Most people are aware enough to understand what they really need. We know when our weight becomes really overweight, when we really should get out of a destructive relationship. These thoughts and stated needs are important in themselves, but they are not enough.
There are many hidden layers in the psyche that can cause resistance — some difficult feelings or problems with regulation. Working with these more fundamental things takes up most of the time in psychotherapy or if you are helping yourself. The actions themselves are easy, as soon as we put things in order in our psyche, they will then automatically line up.
Photo: bodnarphoto/Depositphotos
Remember, when you know exactly what you need, you go and do it. You make an appointment for your child to see a doctor if he gets sick, buy a new phone if the old one breaks down. If you know what exactly needs to be done and why you need it, if this is your real need, then organizing the action itself is simple.
STEP No. 3. What can help me
The “take it and do it” approach doesn’t sound like this at all: what can help me? What can make the task easier, how to create conditions to make it easier to do. For example, it’s difficult for me to go to the gym, but I can do ten minutes at home. Or I can manage my diet if I order some kind of food delivery service.
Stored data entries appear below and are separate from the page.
Issue #1509, opened 2024-08-28
Issue compiling cesium-native in plugin


Blyron:
Platform: Ubuntu 22.04 
UE 5.3.2

Log:
user@user:~$ cd arenderer/Unreal/MyProjectUE5/Plugins/Cesium/extern
user@user:~/arenderer/Unreal/MyProjectUE5/Plugins/Cesium/extern$ cmake -B build -S . -DCMAKE_TOOLCHAIN_FILE="unreal-linux-toolchain.cmake" -DCMAKE_POSITION_INDEPENDENT_CODE=ON -DCMAKE_BUILD_TYPE=Release
-- The CXX compiler identification is Clang 16.0.6
-- The C compiler identification is Clang 16.0.6
-- Detecting CXX compiler ABI info
-- Detecting CXX compiler ABI info - done
-- Check for working CXX compiler: /home/user/UE5_engine/Engine/Extras/ThirdPartyNotUE/SDKs/HostLinux/Linux_x64/v22_clang-16.0.6-centos7/x86_64-unknown-linux-gnu/bin/clang++ - skipped
-- Detecting CXX compile features
-- Detecting CXX compile features - done
-- Detecting C compiler ABI info
-- Detecting C compiler ABI info - done
-- Check for working C compiler: /home/user/UE5_engine/Engine/Extras/ThirdPartyNotUE/SDKs/HostLinux/Linux_x64/v22_clang-16.0.6-centos7/x86_64-unknown-linux-gnu/bin/clang - skipped
-- Detecting C compile features
-- Detecting C compile features - done
-- Using Unreal Engine installation at: /home/user/UE5_engine
-- VCPKG_TRIPLET x64-linux-unreal
-- EZVCPKG v0.1 starting up
	Website: https://github.com/jherico/ezvcpkg
-- EZVCPKG_BASEDIR envrionment variable not found and basedir not set, using default /home/user/.ezvcpkg
-- EZVCPKG initializing
	commit:     2024.07.12
	repository: https://github.com/microsoft/vcpkg.git
	local dir:  /home/user/.ezvcpkg/2024.07.12
-- EZVCPKG Building/Verifying package asyncplusplus using triplet x64-linux-unreal
-- EZVCPKG Building/Verifying package expected-lite using triplet x64-linux-unreal
-- EZVCPKG Building/Verifying package fmt using triplet x64-linux-unreal
-- EZVCPKG Building/Verifying package glm using triplet x64-linux-unreal
[...]

PR #1792, opened 2026-02-04
Fix OpenSSL directory search

mvollrath:
## Description

Filter out a "Patches" directory which found its way into my engine sources.  It looks like I'm not the only one who ended up here, so it seems worthy of a fix for posterity.

Context is I'm building v2.22.1 against Unreal 5.7.1 on Linux amd64.  For what it's worth, the faulty patch file is "darwin64-arm64-cc.patch" which shouldn't be here for OpenSSL 1.1.1t on my platform.

## Issue number or link

#1509 

## Author checklist

## Testing plan

* `mkdir -p "${UNREAL_ENGINE_ROOT}/Engine/Engine/Source/ThirdParty/OpenSSL/Patches"`
* Run cmake

### DIFF
--- a/extern/vcpkg-overlays/openssl/portfile.cmake
+++ b/extern/vcpkg-overlays/openssl/portfile.cmake
@@ -28,6 +28,11 @@ foreach(OPENSSL_POSSIBLE_ROOT_DIR IN LISTS OPENSSL_POSSIBLE_ROOT_DIRS)
   endif()
 endforeach()
 
+# Filter out directories which are not version numbers.
+# Must match e.g. "1.1.1t"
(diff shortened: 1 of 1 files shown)


kring:
I downloaded the UE 5.7.1 distribution for Linux, and I don't see an `Engine/Source/ThirdParty/OpenSSL/Patches` folder. Maybe it only pops up when building UE from source? In any case, this seems like a reasonable change. Filtering the directories down to only those that look like legitimate versions may help avoid some problems and it won't do any harm. Thanks for the PR @mvollrath!

mvollrath:
Seems like it only appears after the `Setup.sh` step.  I couldn't find where that happens in the Unreal sources, maybe part of whatever dependency blobs they are serving.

Or the support of my friends can help me — they will believe in me, and I will be able to get out of a difficult relationship. It sounds simple, but rarely comes to mind.
Keep balance and move towards your goal step by step
Our psyche is a very intelligent instrument; it will never waste energy on something that is not clear whether we need it or not. Maybe we should move in a completely different direction and satisfy some other desires. So an academic degree, which a person goes and goes for and still doesn’t get, may actually be the desire of a grandmother, who would be pleased that her grandson defended his dissertation. But the desire of the person himself is not there.
Activity always stems from a need. If something stops us, then no energy will flow there. Look at the balance: if the balance is in the direction of what stops, then we will not do anything. And if you move towards what attracts, then your goals will be achieved. At the same time, of course, some moments will always stop us, but in order for energy to flow into action, there must be fewer braking moments than those responsible for desire.
And another important point: many complex processes do not fit into one year, so initially you should not set goals like “in twelve months I will have a new family and a child.” It’s not a fact that in a year you will get the final result, but here it is important to celebrate some milestones along this path and the very fact that you have embarked on it.
Praise yourself even for small steps, that today you are already at a different point relative to the start. Shift your focus from achieving your goal to how you feel: how I feel when I move in this direction. For example, I like that I have more friendships that nourish me, or that the place where I live suits me better.